Saved data entries

-- Opening Marker --

PR #40649, opened 2022-01-26
[9.x] Support AWS SES with IAM Assume Role

deleugpn:
On PR https://github.com/laravel/framework/pull/38481, the file https://github.com/laravel/framework/blob/3234a8dfecbb12140e1ce980e415fcd0363f320a/tests/Mail/MailSesTransportTest.php was removed and with it 3 features were lost:

- Ability to let SES Assume Role through AWS SDK
- Ability to configure SES ConfigurationSet
- Ability to define Email tags

This PR addresses point 1. Upon closer look at item 2), it looks quite complex to get that functionality back because it must be configured at Mail Sending time (see https://github.com/symfony/symfony/pull/37897) and during the Mailable build we would end up needing some sort of `if (... instanceof Ses)`.

Item 3) seem to not even be supported by Symfony and is not clearly documented by AsyncAws (see https://async-aws.com/clients/ses.html).

### DIFF
--- a/.github/workflows/tests.yml
+++ b/.github/workflows/tests.yml
@@ -143,6 +143,9 @@ jobs:
 
       - name: Execute tests
         run: vendor/bin/phpunit --verbose
+        env:
+          AWS_ACCESS_KEY_ID: random_key
+          AWS_SECRET_ACCESS_KEY: random_secret
 
       - name: Store artifacts
         uses: actions/upload-artifact@v2
--- a/composer.json
+++ b/composer.json
@@ -92,8 +92,8 @@
         "phpstan/phpstan": "^1.0",
         "predis/predis": "^1.1.9",
         "phpunit/phpunit": "^9.5.8",
-        "symfony/cache": "^6.0",
-        "symfony/amazon-mailer": "^6.0"
+        "symfony/amazon-mailer": "^6.0",
+        "symfony/cache": "^6.0"
     },
     "provide": {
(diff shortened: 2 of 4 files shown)


deleugpn:
Looks like I can either get it to work on Windows or Linux, but not both 👀

Jubeki:
It seems like you are right. Symfony only supports settings these options via the Header:
https://github.com/symfony/amazon-mailer/blob/99a9a86ae5d3475300b63834c91175bf29a7f19d/Transport/SesApiAsyncAwsTransport.php#L92-L94
And the ConfigurationSetName and Tags are not set while creating via the Factory.

There are four possible solutions going forward:
1. Let the Developer set them using Tags (not ideal)
2. Make a PR to `symfony/amazon-mailer` to support it with the DSN-Object (not sure if this goes through)
3. Make a custom SesTransport which includes the support.
4. Create a callback which will be called for all E-Mails which are send using SES and set the correct tags.

@driesvints @taylorotwell what are your opinions on that?

driesvints:
I'll have a look at this today. Thanks

driesvints (approved):

driesvints:
This can already be merged to address 1. and I'll have a look at the other two. Thanks @deleugpn!

driesvints:
I took a new approach by re-introducing the old transport. @deleugpn can you try it out? https://github.com/laravel/framework/pull/40696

-- Closing Marker --

What you need to do>
From the records above, copy each line where the word "through" can be found.

Result of this exercise>
- Ability to let SES Assume Role through AWS SDK
2. Make a PR to `symfony/amazon-mailer` to support it with the DSN-Object (not sure if this goes through)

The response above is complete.